Showcasing Volunteer Opportunities

- Thursday, June 13, 2013

At This American Land, we are committed to showcasing efforts to protect our natural resources--our landscapes, waters and wildlife. One of the ways non-profit organizations around the United States are working to protect these resources is through volunteer efforts.

On the television series, we have featured groups like the Friends of the Oregon Badlands Wilderness (also known as Fobbits), Tennessee Wild, and the Montana Wilderness Association. These groups, and many others, offer opportunities for volunteers to assist in their efforts to protect vulnerable natural resources.

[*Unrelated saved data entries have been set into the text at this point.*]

PR #735, opened 2026-05-04
chore(ci): Run zizmor on each PR

runkelcorey:
[Asana Task](https://app.asana.com/1/15492006741476/project/1113179098808463/task/1214348962087612?focus=true)

Updates existing workflows to address Zizmor's concerns using:
* regular persona
* a new action [I made in mbta/actions](https://github.com/mbta/actions/compare/feat-zizmor)

1. This PR running *should* validate them 🤞
2. It's possible some of our actions are broken after this and require minor remediation. I can take that gamble

1. I only fixed errors thrown by the auditor persona. That solved all of the dependency pins and the more egregious permissions / secret inheritance but leaves comments like
```
warning[excessive-permissions]: overly broad permissions
   --> .github/workflows/deploy-base.yaml:8:1
    |
  8 | / on:
  9 | |   workflow_call:
 10 | |     inputs:
 11 | |       environment:
...   |
183 | |           webhook-url: ${{ secrets.SLACK_WEBHOOK }}
184 | |           job-status: ${{ job.status }}
    | |________________________________________^ default permissions used due to no permissions: block
    |
    = note: audit confidence → Medium

help[undocumented-permissions]: permissions without explanatory comments
  --> .github/workflows/deploy-base.yaml:70:7
   |
70 |       id-token: write
   |       ^^^^^^^^^^^^^^^ needs an explanatory comment
   |
   = note: audit confidence → High

help[anonymous-definition]: workflow or action definition without a name
   --> .github/workflows/deploy-base.yaml:8:1
    |
  8 | / on:
  9 | |   workflow_call:
 10 | |     inputs:
 11 | |       environment:
...   |
183 | |           webhook-url: ${{ secrets.SLACK_WEBHOOK }}
184 | |           job-status: ${{ job.status }}
    | |________________________________________^ this workflow
    |
    = note: audit confidence → High
    = tip: use 'name: ...' to give this workflow a name
```
How do we feel about these? Personally, I'm satisfied by how constrained the permissions now are but YMMV.


.github/workflows/ci-yaml.yaml
```diff
@@ -10,11 +10,19 @@ on:
...
+  contents: read
+
 jobs:
   build:
     name: Validate YAML actions
     runs-on: ubuntu-latest
 
     steps:
-      - uses: actions/checkout@v3
+      - uses: actions/checkout@c85c95e3d7251135ab7dc9ce3241c5835cc595a9  # v3
```
skyqrose: actions/checkout is up to v6 now, and I think there are some reasons to upgrade. Maybe it was old versions of checkout had an EOL dependency or something? Might as well do that upgrade now.

There are other updates, too. cache is up to v5. I haven't checked beyond that.

.github/workflows/ci-yaml.yaml
```diff
@@ -10,11 +10,19 @@ on:
...
+        with:
+          persist-credentials: false
       - run: yamllint . -f parsable --strict
+      - uses: mbta/actions/zizmor@e335b8b5c95e2bef83d0af86058279ba996e572d
```
skyqrose: I don't think putting it in mbta/actions really adds much. It's two steps, checkout and zizmor, and you already have to checkout here anyway.

It does set a couple defaults, but idk if having better defaults for those is worth the extra layer of dependency management.

.github/workflows/ci-yaml.yaml
```diff
@@ -10,11 +10,19 @@ on:
...
+        with:
+          minimum_issue_severity: medium
```
skyqrose: The PR description says "regular persona", but `mbta/actions/zizmor` says its default is "auditor". ([Plain zizmor's default is "regular".](https://github.com/zizmorcore/zizmor-action#persona))

What's your opinion on regular vs auditor, for this project and for TID projects in general?

And any opinions on other inputs?

.github/workflows/ci_python.yaml
```diff
@@ -19,6 +9,10 @@ on:
       - 'poetry.lock'
       - '.github/workflows/ci_python.yaml'
       - '.github/python_deps/action.yaml'
+  workflow_call:
```
skyqrose, line 12: This seems like a meaningful change, to not run CI on push anymore. Was there something that zizmor recommended that made you change this?

.github/workflows/deploy-prod.yaml
```diff
@@ -35,5 +43,17 @@ jobs:
...
+      AWS_ROLE_ARN: ${{ secrets.AWS_ROLE_ARN }}
+  run-lightswitch:
+    needs: deploy
+    uses: ./.github/workflows/run-task.yaml
+    with:
+      environment: prod
+      task: Lightswitch
+    permissions:
+      contents: read
+      id-token: write
```
skyqrose, line 59: There are some lightswitch changes in this PR.

- Here and in `deploy-staging.yml`:
  - Changes `deploy-lightswitch: false` to `deploy-lightswitch: true`
  - Adds a new `run-lightswitch` job
- Deletes `lightswitch_deploy_run.yaml`

Why? Was it prompted by zizmor?

.github/dependabot.yaml
```diff
@@ -8,3 +8,5 @@ updates:
       time: "08:00"
       timezone: "America/New_York"
     open-pull-requests-limit: 5
+    cooldown:
+      default-days: 7
```
skyqrose, line 12: <3 This is something we should be doing in all of our repos.

Did zizmor remind you about it, or did you just notice it while looking through the .github files?

analysis/export_hr_dataset.qmd
```diff
@@ -0,0 +1,256 @@
+---
+title: "Exporting [a lot of] Heavy Rail TripUpdates"
```
skyqrose: I don't think this belongs in this PR.

.github/workflows/deploy-base.yaml
skyqrose, line 67: > I only fixed errors thrown by the auditor persona. That solved all of the dependency pins and the more egregious permissions / secret inheritance but leaves comments like

```
warning[excessive-permissions]: overly broad permissions
   --> .github/workflows/deploy-base.yaml:8:1
    |
  8 | / on:
  9 | |   workflow_call:
 10 | |     inputs:
 11 | |       environment:
...   |
183 | |           webhook-url: ${{ secrets.SLACK_WEBHOOK }}
184 | |           job-status: ${{ job.status }}
    | |________________________________________^ default permissions used due to no permissions: block
    |
    = note: audit confidence → Medium

help[undocumented-permissions]: permissions without explanatory comments
  --> .github/workflows/deploy-base.yaml:70:7
   |
70 |       id-token: write
   |       ^^^^^^^^^^^^^^^ needs an explanatory comment
   |
   = note: audit confidence → High

help[anonymous-definition]: workflow or action definition without a name
   --> .github/workflows/deploy-base.yaml:8:1
    |
  8 | / on:
  9 | |   workflow_call:
 10 | |     inputs:
 11 | |       environment:
...   |
183 | |           webhook-url: ${{ secrets.SLACK_WEBHOOK }}
184 | |           job-status: ${{ job.status }}
    | |________________________________________^ this workflow
    |
    = note: audit confidence → High
    = tip: use 'name: ...' to give this workflow a name
```

Here's some general opinions on this:

In general, we should follow zizmor's guidance. If there's a reason that we think zizmor is stricter than want to be, that's fine, as long as we document it (either at the location, or in [Notion](https://www.notion.so/mbta-downtown-crossing/Zizmor-GHA-audit-350f5d8d11ea8021bc7bc0c3fd6de6a4)).

We should also make sure that the output is clean. i.e. any warnings we choose to ignore are actually suppressed, rather than left in the output for a human to see an ignore, so that if there are new and relevant errors, they don't get lost in the visual noise.

For the three specific warnings.

1. This does look like a real warning that we should follow (principle of least-privilege).
2. I see the reasoning. You don't want to leave an obsolete permission unlocked forever just because you don't remember why it was there to begin with. But it could turn into busywork. This rule is under the `--pedantic` option. I think it's up to the team whether they want to turn pedantic rules on. From my armchair, I'd recommend it, but I'm not the one implementing it.
3. This one is also under `pedantic`. The docs aren't super clear, but here's where it shows up: In the [actions UI](https://github.com/mbta/lamp/actions/runs/24725791567/job/72326347532), this job appears under its yaml key `deploy` instead of a human-written name like "Deploy to Staging" has. It's up to the team whether pedantic rules are on or off.

GitHub actions run. Job name: 'Deploy to Staging / deploy'

Based on your experience, if you have a recommendation for other teams on whether to have pedantic rules on or off, please document it in Notion.

.github/workflows/ci-yaml.yaml
runkelcorey: I was thinking that
1. it makes migrating a teeny bit easier across the org
2. running a single action across repos opens more options for y'all to enforce usage of zizmor

The only drawback I see is that choosing the settings yourself can folks reflect on their actions but I feel like the act of remediating those issues does the same.

Do you think it makes y'all's work easier (now or in the future)?

.github/workflows/ci-yaml.yaml
runkelcorey: I chose `auditor` because I don't understand what `persona` changes while `min-severity` had more legible differences. So, these defaults gave me a better sense that I knew what I was excluding vs. including

analysis/export_hr_dataset.qmd
runkelcorey: yeah big oops

.github/workflows/ci_python.yaml
runkelcorey: yes! zizmor said that `workflow_run` is a [dangerous trigger](https://docs.zizmor.sh/audits/#dangerous-triggers)
>because they run in the context of the target repository rather than the fork repository, while also being typically triggerable by the latter. This can lead to attacker controlled code execution or unexpected action runs with context controlled by a malicious fork.

The probability of an attack like that in Lamp is probably not huge but this repo is open-source so someone could open a PR. I also like this change from an architectural perspective because refactoring as `workflow_call` makes them easier to version and control

.github/workflows/ci-yaml.yaml
skyqrose: The action would make it easier to enforce how people use zizmor. But I'm less worried about that and more worried about enforcing that people use zizmor, which the action doesn't help at all with. We'd still need to enforce that people use our action instead.

Updating also isn't easier cuz each repo would still need to update the version of the action that they use.

Also, with the action, other teams need to learn the interface of zizmor and also the interface of our custom action. It works well if you can hide some implementation details behind our action, but you can't really in this case.

So I'm leaning towards the extra layer not making it any easier.

.github/workflows/deploy-prod.yaml
runkelcorey: This change was prompted by zizmor but motivated by another practical consideration. `lightswitch_deploy_run.yaml` also used the `workflow_run` trigger, so zizmor flagged it for remediation. When considering how to remediate, I found it a bit more concise to consolidate it as a step in deployment rather than its own workflow. The effect is that lightswitch is built and its task run more often but that change is probably good because the current state causes problems in some current edge cases.

.github/dependabot.yaml
runkelcorey: tbh never knew the setting existed! zizmor [autofixed](https://docs.zizmor.sh/usage/#auto-fixing-results) it

.github/workflows/ci-yaml.yaml
skyqrose: Oh, the docs don't explain how persona, min-severity, and min-confidence interact at all. It appears they are three entirely separate scales, each issue is marked with a persona, severity, and confidence. And it only returns issues that pass all the filters you give it. That's... weird.

My guess is that persona is meant to be based on both the severity and confidence. E.g. for the regular persona, a high-severity issue might be included at medium-confidence, but it wouldn't include a low-severity issue unless it had high-confidence. (Those are thresholds I made up, I haven't verified this idea.)

If my guess is right, then I think using personas is more likely to give you relevant results than setting up your own severity and confidence filters, and also the docs make it seem like the intended way to use the tool, so I'd lean towards using personas. But that's just a guess and a suggestion; it's still the team's choice as to what they think is relevant for them.

.github/workflows/ci_python.yaml
skyqrose: That rule is about `workflow_run` (which I see was removed from `deploy-staging.yml`). The trigger that was removed from this file is `push`, which is safe.

.github/workflows/ci-yaml.yaml
runkelcorey: ohhhh I thought y'all could require some workflows to be run across an org but apparently you can only do that with [third-party integrations](https://docs.github.com/en/code-security/concepts/code-scanning/about-code-scanning). Okay, I'll make a new workflow that's just in lamp 🫡

.github/workflows/ci_python.yaml
runkelcorey: yup! but removing `workflow_run` from `deploy-staging` while still requiring `ci_python` to succeed before deployment means refactoring to trigger `ci_python` from `deploy-staging` instead of triggering `deploy-staging` from `ci_python`'s run

ultimately, I want
1. `ci_python` to succeed
2. `deploy-staging` to run

skyqrose: We talked offline about this:
1. I mixed up workflow_dispatch and workflow_call.
2. I didn't see that it was referenced from deploy-staging, and swapping `push` for `workflow_call` was a way to be sure ci passes before the deploy.

The change makes sense and is fine.

I think most teams run ci and deploy-staging in parallel on push to main, which is simpler, but has one less layer of protection if bad code somehow makes its way to main, so this approach is good, too.

.github/workflows/ci-yaml.yaml
skyqrose: Oh, I didn't realize that was an option. Zizmor does integrate with GitHub, so maybe we could do that, but only if we pay for the extra advanced security option, which we don't yet.

So for now, every repo has to add the workflow one-by-one. But that's okay cuz they also need to do a code change in the repo to fix any issues, so the marginal extra effort of adding the workflow is pretty small.

If we do ever use that option in the future, we can set up a shared action (or whatever else is needed) then.

.github/workflows/deploy-base.yaml
runkelcorey: Okay, I'll update the Notion!

skyqrose (commented):
LGTM from my perspective, though I'm not giving an official PR approval cuz that should come from the lamp team

.github/workflows/deploy-prod.yaml
```diff
@@ -6,13 +6,18 @@ on:
...
 jobs:
   validate-tag:
     runs-on: ubuntu-latest
+    permissions:
+      contents: read
     steps:
       - name: Check Semantic Version Format
         run: |
-          TAG_NAME="${{ github.ref_name }}"
+          TAG_NAME="${GITHUB_REF_NAME}"
```
huangh, line 20: notes: https://docs.github.com/en/actions/reference/workflows-and-actions/variables#default-environment-variables

.github/dependabot.yaml
huangh: this has been making the news recently..good change

huangh (approved):
only one way to find out! lgtm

If you represent a nature or wildlife conservation non-profit, and your organization offers volunteer opportunities, we would be happy to help promote those opportunities through our blog and other social media outlets. Please contact us via our website, or leave a comment on this blog with details.

A Frontier Phenomenon

- Monday, March 04, 2013

Series Producer Marsha Walton shares some information on the Lake County (Oregon) Resources Initiative, featured in episode 213 of This American Land.

When you’ve got a hit on your hands, the rest of the world takes notice!

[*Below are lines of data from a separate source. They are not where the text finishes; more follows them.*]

PR #736, opened 2026-05-05
fix(aws): Don't overwrite parquet files if they have fewer records

runkelcorey:
[Asana Task](https://app.asana.com/1/15492006741476/project/1189492770004753/task/1214494536112678?focus=true)

1. Adds `replace_remote_parquet` which:
* checks if the remote file exists
    * if not, calls `upload_file`
    * if so, checks if the local files has at least as many records as the remote file
        * if not calls `upload_file`
        * if so, replaces file
2. Replaces `upload_file` with `replace_remote_parquet` in Glides ingestion (the guilty party) and alerts ingestion

1. New unit test for `replace_remote_parquet`
2. Runs on `dev`; I reverted implementing this in GTFS-RT ingestion because currently our ingestion fails this test by uniquing the existing dataset

1. Do you agree that triggering an error is a good way to handle this issue?


src/lamp_py/aws/s3.py
runkelcorey, line 1: All changes until the last function are just `ruff`

src/lamp_py/ingestion/convert_gtfs_rt.py
runkelcorey, line 1: `ruff` changes only—I can revert this if you really want to. Previous commits had changes to this file

src/lamp_py/ingestion/glides.py
```diff
@@ -249,7 +249,7 @@ def append_records(self) -> None:
 
     def upload_records(self) -> None:
         """Upload local parquet file to remote storage."""
-        upload_file(file_name=self.local_path, object_path=self.remote_path)
+        replace_remote_parquet(file_name=self.local_path, object_path=self.remote_path)
```
runkelcorey, line 252: this is the only substantive change, the rest are `ruff`

tests/aws/test_s3_utils.py
```diff
@@ -1,30 +1,31 @@
-# pylint: disable=[W0621, W0611]
+# pylint: disable=[W0621, W0611, R0913, R0917]
```
runkelcorey, line 1: too many [positional] arguments, which I don't really care for when it's test fixtures

src/lamp_py/aws/s3.py
```diff
@@ -743,3 +741,37 @@ def read_parquet_chunks(
...
+    """
+    process_logger = ProcessLogger("replace_remote_parquet", file_name=file_name, object_path=object_path)
+    process_logger.log_start()
+
+    object_path = object_path.replace("s3://", "")
+
+    if object_exists(object_path):
+        existing_row_count = pq.read_metadata(object_path, filesystem=fs.S3FileSystem()).num_rows
+        new_row_count = pq.read_metadata(file_name).num_rows
+        assert new_row_count >= existing_row_count, f"{new_row_count} < {existing_row_count}; cancelling upload."
```
huangh: I think we shouldn't use asserts to check this - just log error and set the error code and return false. i think if the assert fails in prod, we have to do a lot to make sure it's bubbled up and caught somewhere, so easier to just log error instead imo

src/lamp_py/aws/s3.py
```diff
@@ -743,3 +741,37 @@ def read_parquet_chunks(
...
+        process_logger.add_metadata(existing_row_count=existing_row_count, new_row_count=new_row_count)
+
+    result = upload_file(file_name, object_path, extra_args)
+    assert result, "upload_file failed"
```
huangh: same as above

tests/aws/test_s3_utils.py
```diff
@@ -154,3 +154,39 @@ def test_move_bad_objects(s3_stub, caplog):  # type: ignore
...
+    pl.int_range(0, local_records, eager=True).to_frame().write_parquet(local_file.as_posix())
+
+    remote_file = tmp_path / "remote_foo.parquet"
+    pl.int_range(0, 10, eager=True).to_frame().write_parquet(remote_file.as_posix())
+
+    with patch("lamp_py.aws.s3.object_exists", return_value=remote_file_exists):
+        with patch("pyarrow.fs.S3FileSystem", return_value=LocalFileSystem()):
+            with patch("lamp_py.aws.s3.upload_file", return_value=upload_succeeds):
+                with raises:
+                    replace_remote_parquet(local_file.as_posix(), "s3://" + remote_file.as_posix())
```
huangh: comment: we should really start using types or pathlib/something to specify the s3 resources and local paths so we don't have to do string joining stuff. its fragile

huangh (changes requested):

The state of Oregon has recognized the accomplishments of LCRI, The Lake County Resources Initiative, and wants to take their message of creativity and sustainability to a bigger audience. 

We featured the “Natural Resources Revival’ in this southern Oregon region in episode 213.

 Lake County isn’t just rural—it is classified as “frontier” by the Census Department! And that frontier spirit is what has helped this area transform from being dependent on timber, to taking advantage of its other natural resources, from geothermal to solar to biomass. 

With help from the state, LCRI is building a mobile unit to show other communities more about renewable energy, how to get tax breaks for green energy projects, and how, with a view for the long term, these investments can actually make money. 

There will also be a stationary exhibit at the Lake County Chamber of Commerce in Lakeview, featuring solar exhibits, and a video of our story! Several roadside renewable energy kiosks will be placed around the county on major highways.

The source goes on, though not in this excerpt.